## What to produce
Lines from the beginning of the data through the line containing "All the harness" are to be copied exactly, with no other line included.

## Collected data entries

PR #1894, opened 2021-01-29
chore: support task tokens in harness for authentication [DET-4897]

shiyuann:
## Description

All the harness internal APIs will access the restful APIs with authentication. It uses a task token that is passed into the container. All task tokens' lifecycles are tied with the tasks' lifecycles.

Specifically, all the requests can have an HTTP header key-value pair with the key `Grpc-Metadata-x-task-token`. The gRPC server on the master will truncate the prefix `Grpc-` in the HTTP header and look it up in the task session list that exists in the database.

## Test Plan

Use it only internally. So tested it manually by the following command:

```
det command run --config 'resources.slots=0' 'curl -H "Grpc-Metadata-x-task-token: Bearer $DET_TASK_TOKEN" GET "$DET_MASTER/api/v1/experiments"'
```

## Commentary (optional)

N/A

## Checklist

### DIFF
--- a/common/determined_common/api/request.py
+++ b/common/determined_common/api/request.py
@@ -107,8 +107,10 @@ def maybe_upgrade_ws_scheme(master_address: str) -> str:
 
 
 def add_token_to_headers(headers: Dict[str, str]) -> Dict[str, str]:
+    task_token = authentication.Authentication.instance().get_task_token()
+    if task_token:
+        return {**headers, "Grpc-Metadata-x-task-token": "Bearer {}".format(task_token)}
     token = authentication.Authentication.instance().get_session_token()
-
     return {**headers, "Authorization": "Bearer {}".format(token)}
 
 
--- a/master/internal/checkpoint_gc.go
+++ b/master/internal/checkpoint_gc.go
@@ -3,6 +3,8 @@ package internal
 import (
 	"fmt"
 
+	"github.com/pkg/errors"
+
 	"github.com/determined-ai/determined/master/internal/db"
 	"github.com/determined-ai/determined/master/internal/sproto"
 	"github.com/determined-ai/determined/master/pkg/actor"
@@ -19,6 +21,7 @@ type checkpointGCTask struct {
 	agentUserGroup *model.AgentUserGroup
 	taskSpec       *tasks.TaskSpec
 
+	task *sproto.AllocateRequest
 	// TODO (DET-789): Set up proper log handling for checkpoint GC.
 	logs []sproto.ContainerLog
 }
@@ -26,16 +29,23 @@ type checkpointGCTask struct {
 func (t *checkpointGCTask) Receive(ctx *actor.Context) error {
 	switch msg := ctx.Message().(type) {
 	case actor.PreStart:
-		ctx.Tell(t.rm, sproto.AllocateRequest{
+		t.task = &sproto.AllocateRequest{
+			ID:   sproto.NewTaskID(),
 			Name: fmt.Sprintf("Checkpoint GC (Experiment %d)", t.experiment.ID),
 			FittingRequirements: sproto.FittingRequirements{
 				SingleAgent: true,
 			},
 			TaskActor:      ctx.Self(),
 			NonPreemptible: true,
-		})
+		}
+		ctx.Tell(t.rm, *t.task)
 
 	case sproto.ResourcesAllocated:
+		taskToken, err := t.db.StartTaskSession(string(msg.ID))
+		if err != nil {
+			return errors.Wrap(err, "cannot start a new task session for a GC task")
+		}
+
 		config := t.experiment.Config.CheckpointStorage
 
 		checkpoints, err := t.db.ExperimentCheckpointsToGCRaw(t.experiment.ID,
@@ -49,6 +59,7 @@ func (t *checkpointGCTask) Receive(ctx *actor.Context) error {
 		for _, a := range msg.Allocations {
 			taskSpec := *t.taskSpec
 			taskSpec.AgentUserGroup = t.agentUserGroup
+			taskSpec.TaskToken = taskToken
 			taskSpec.SetInner(&tasks.GCCheckpoints{
 				ExperimentID:     t.experiment.ID,
 				ExperimentConfig: t.experiment.Config,
@@ -79,6 +90,11 @@ func (t *checkpointGCTask) Receive(ctx *actor.Context) error {
 		t.logs = append(t.logs, msg)
 
 	case actor.PostStop:
+		if t.task != nil {
+			if err := t.db.DeleteTaskSessionByTaskID(string(t.task.ID)); err != nil {
+				ctx.Log().WithError(err).Error("cannot delete task session for a GC task")
+			}
+		}
 
 	default:
 		return actor.ErrUnexpectedMessage(ctx)
--- a/master/internal/db/postgres_tasks.go
+++ b/master/internal/db/postgres_tasks.go
@@ -1,0 +1,59 @@
+package db
+
+import (
+	"github.com/o1egl/paseto"
+	"github.com/pkg/errors"
+
+	"github.com/determined-ai/determined/master/pkg/model"
+)
+
+// initTaskSessions creates a row in the task_sessions table.
+func (db *PgDB) initTaskSessions() error {
+	_, err := db.sql.Exec("DELETE FROM task_sessions")
+	return err
+}
+
+// StartTaskSession creates a row in the task_sessions table.
+func (db *PgDB) StartTaskSession(taskID string) (string, error) {
+	taskSession := &model.TaskSession{
+		TaskID: taskID,
+	}
+
+	query := "INSERT INTO task_sessions (task_id) VALUES (:task_id) RETURNING id"
+	if err := db.namedGet(&taskSession.ID, query, *taskSession); err != nil {
+		return "", err
+	}
+
+	v2 := paseto.NewV2()
+	token, err := v2.Sign(db.tokenKeys.PrivateKey, taskSession, nil)
+	if err != nil {
+		return "", errors.Wrap(err, "failed to generate task authentication token")
+	}
+	return token, nil
+}
+
+// TaskSessionByToken returns a task session given an authentication token.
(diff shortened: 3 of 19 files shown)


master/pkg/tasks/task.go
```diff
@@ -228,6 +228,7 @@ func TrialEnvVars(t TaskSpec, rendezvousPorts []string, tPortOffset int) map[str
 
 	envVars := defaultEnvVars()
 	envVars["DET_EXPERIMENT_ID"] = fmt.Sprintf("%d", exp.InitialWorkload.ExperimentID)
+	envVars["DET_TASK_ID"] = t.TaskID
```
stoksc, line 231: It doesn't seem like it is a _ton_ of work to generate a token and user it here instead. Task ID is exposed in:
* The `/tasks` endpoint.
* The names of k8s pods and in the labels of pods specs and config maps created by the master. 
* The fitting function in the logs it when it can't fit a task.
I think this is probably just as bad as not having auth.

stoksc: Logs and k8s are the ones you potentially don't need Determined auth to even see.

stoksc: We could basically duplicate all the user session logic and have `TaskSessions`:
```
// UserSession corresponds to a row in the "user_sessions" DB table.
type TaskSession struct {
	ID     SessionID `db:"id" json:"id"`
	TaskId string    `db:"task_id" json:"task_id"`
	Expiry time.Time `db:"expiry" json:"expiry"`
}
```

dzhu: Hmm, yeah, using the literal task ID may be a bit too exposed. Shiyuan, what do you think?

shiyuann: Changed the PR to use task tokens that are assigned before starting task containers.

master/internal/grpc/auth.go
```diff
@@ -85,13 +105,15 @@ func streamAuthInterceptor(db *db.PgDB) grpc.StreamServerInterceptor {
...
 
-func unaryAuthInterceptor(db *db.PgDB) grpc.UnaryServerInterceptor {
+func unaryAuthInterceptor(db *db.PgDB, rm *actor.Ref) grpc.UnaryServerInterceptor {
 	return func(
 		ctx context.Context, req interface{}, info *grpc.UnaryServerInfo, handler grpc.UnaryHandler,
 	) (resp interface{}, err error) {
 		if !unauthenticatedMethods[info.FullMethod] {
-			if _, _, err := GetUser(ctx, db); err != nil {
-				return nil, err
+			if ok := ValidateTaskID(ctx, rm); !ok {
```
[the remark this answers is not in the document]
shiyuann: Changed the implementation so this is outdated

master/internal/grpc/auth.go
```diff
@@ -41,6 +44,23 @@ var (
...
+		return false
+	}
+	tokens := md[taskIDHeader]
+	if len(tokens) == 0 {
+		return false
+	}
+
+	taskID := sproto.TaskID(tokens[0])
+	taskSummary := rm.System().Ask(
+		rm, sproto.GetTaskSummary{ID: &taskID}).GetOrElse(nil)
```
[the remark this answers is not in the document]
shiyuann: Changed the implementation so this is outdated

common/determined_common/api/request.py
```diff
@@ -85,9 +85,11 @@ def maybe_upgrade_ws_scheme(master_address: str) -> str:
 
 
 def add_token_to_headers(headers: Dict[str, str]) -> Dict[str, str]:
-    token = authentication.Authentication.instance().get_session_token()
-
-    return {**headers, "Authorization": "Bearer {}".format(token)}
+    task_id = authentication.Authentication.instance().get_task_id()
+    if task_id == "":
```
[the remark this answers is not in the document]
shiyuann: Changed the implementation so this is outdated

shiyuann:
I'll add a test once you feel the approach is right. @dzhu @stoksc

common/determined_common/api/request.py
```diff
@@ -107,9 +107,11 @@ def maybe_upgrade_ws_scheme(master_address: str) -> str:
 
 
 def add_token_to_headers(headers: Dict[str, str]) -> Dict[str, str]:
-    token = authentication.Authentication.instance().get_session_token()
-
-    return {**headers, "Authorization": "Bearer {}".format(token)}
+    task_token = authentication.Authentication.instance().get_task_token()
+    if not task_token:
```
dzhu, line 111: I feel like inverting the condition would be more intuitive.

master/internal/checkpoint_gc.go
```diff
@@ -49,6 +59,7 @@ func (t *checkpointGCTask) Receive(ctx *actor.Context) error {
 		for _, a := range msg.Allocations {
 			taskSpec := *t.taskSpec
 			taskSpec.AgentUserGroup = t.agentUserGroup
+			taskSpec.TaskToken = taskToken
```
dzhu, line 62: Could this assignment be done by the resource manager (in `Start`) rather than by every task type? That feels a little less error-prone to me, though I'm not sure.

master/static/migrations/20210211000000_add-task-session.up.sql
```diff
@@ -0,0 +1,12 @@
+CREATE SEQUENCE public.task_sessions_id_seq
+    AS integer
+    START WITH 1
+    INCREMENT BY 1
+    NO MINVALUE
+    NO MAXVALUE
+    CACHE 1;
+
+CREATE TABLE public.task_sessions (
```
dzhu, line 9: Not super important, but we may want to have some way to clean up old sessions in case anything gets left around after a hard crash of the master.

master/static/migrations/20210211000000_add-task-session.up.sql
```diff
@@ -0,0 +1,12 @@
...
+      id integer NOT NULL PRIMARY KEY DEFAULT nextval('public.task_sessions_id_seq'::regclass) ,
```
dzhu, line 10:
```suggestion
      id integer NOT NULL PRIMARY KEY DEFAULT nextval('public.task_sessions_id_seq'::regclass),
```

dzhu (commented):
Whoops, got started on this before the reassignment.

master/internal/checkpoint_gc.go
shiyuann: I'd rather put shared code in a different logic component (db) rather than the shared component (resource manager). And let the business logic (tasks) use the logic components respectively. I know there are shared code between tasks but I think it can be simplified by defining a task interface rather than putting shared code in the wrong logic component.

We used to put proxy, container management, resource management, task state, and etc, into the resource manager, which is so terrible because debugging individual logic components became impossible.

master/static/migrations/20210211000000_add-task-session.up.sql
shiyuann: We did. There is a function to clean up all the task sessions when the master restarts.

stoksc:
@dzhu i'll let you and @shiyuann stick to it. the reassignment was just because i'm on a pr blocked by this one.

master/internal/db/postgres_tasks.go
```diff
@@ -0,0 +1,59 @@
+package db
+
+import (
+	"github.com/o1egl/paseto"
+	"github.com/pkg/errors"
+
+	"github.com/determined-ai/determined/master/pkg/model"
+)
+
+// initTaskSessions creates a row in the task_sessions table.
```
stoksc, line 10: this comment needs to be changed

master/internal/db/postgres_tasks.go
```diff
@@ -0,0 +1,59 @@
...
+func (db *PgDB) initTaskSessions() error {
+	_, err := db.sql.Exec("DELETE FROM task_sessions")
```
stoksc, line 12: Since this is just run on startup, I think we're fine to use `TRUNCATE TABLE task_sessions` and it may be a bit quicker. https://www.postgresql.org/docs/9.1/sql-truncate.html

master/internal/db/postgres_tasks.go
```diff
@@ -0,0 +1,59 @@
...
+}
+
+// TaskSessionByToken returns a task session given an authentication token.
+func (db *PgDB) TaskSessionByToken(token string) (*model.TaskSession, error) {
+	v2 := paseto.NewV2()
+
+	var session model.TaskSession
+	err := v2.Verify(token, db.tokenKeys.PublicKey, &session, nil)
+	if err != nil {
+		return nil, ErrNotFound
```
stoksc, line 42: maybe 403 instead?

dzhu (approved):

master/internal/grpcutil/auth.go
```diff
@@ -41,6 +42,33 @@ var (
...
+	}
+	token = strings.TrimPrefix(token, "Bearer ")
+
+	switch session, err := d.TaskSessionByToken(token); err {
+	case nil:
+		return session, nil
+	case db.ErrNotFound:
+		return nil, ErrInvalidCredentials
+	default:
+		return nil, err
```
stoksc, line 68: maybe 403 here for security reasons, and log the actual error

shiyuann:
ignore the webui failure since it has nothing to do with the WebUI

master/internal/checkpoint_gc.go
stoksc: I sort of see both sides here. A clean interface for tasks is nice and individual tasks being allowed to cleanly configure what they need will help us long term, but it is a little silly/error-prone to have the logic duplicated in every task. What if instead we had a `taskSpec.WithTaskToken` bool, as the interface, instead of tasks needing to know how to construct a task token? The only downside I see is the task spec needs a db to construct itself then.

stoksc (commented):
mostly lgtm, few q's

stoksc:
lol @shiyuann i missed the bell

master/internal/checkpoint_gc.go
stoksc: Either way, I think this is easy to change later if it becomes clear one is better than the other.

## Task answer
PR #1894, opened 2021-01-29
chore: support task tokens in harness for authentication [DET-4897]

shiyuann:
## Description

All the harness internal APIs will access the restful APIs with authentication. It uses a task token that is passed into the container. All task tokens' lifecycles are tied with the tasks' lifecycles.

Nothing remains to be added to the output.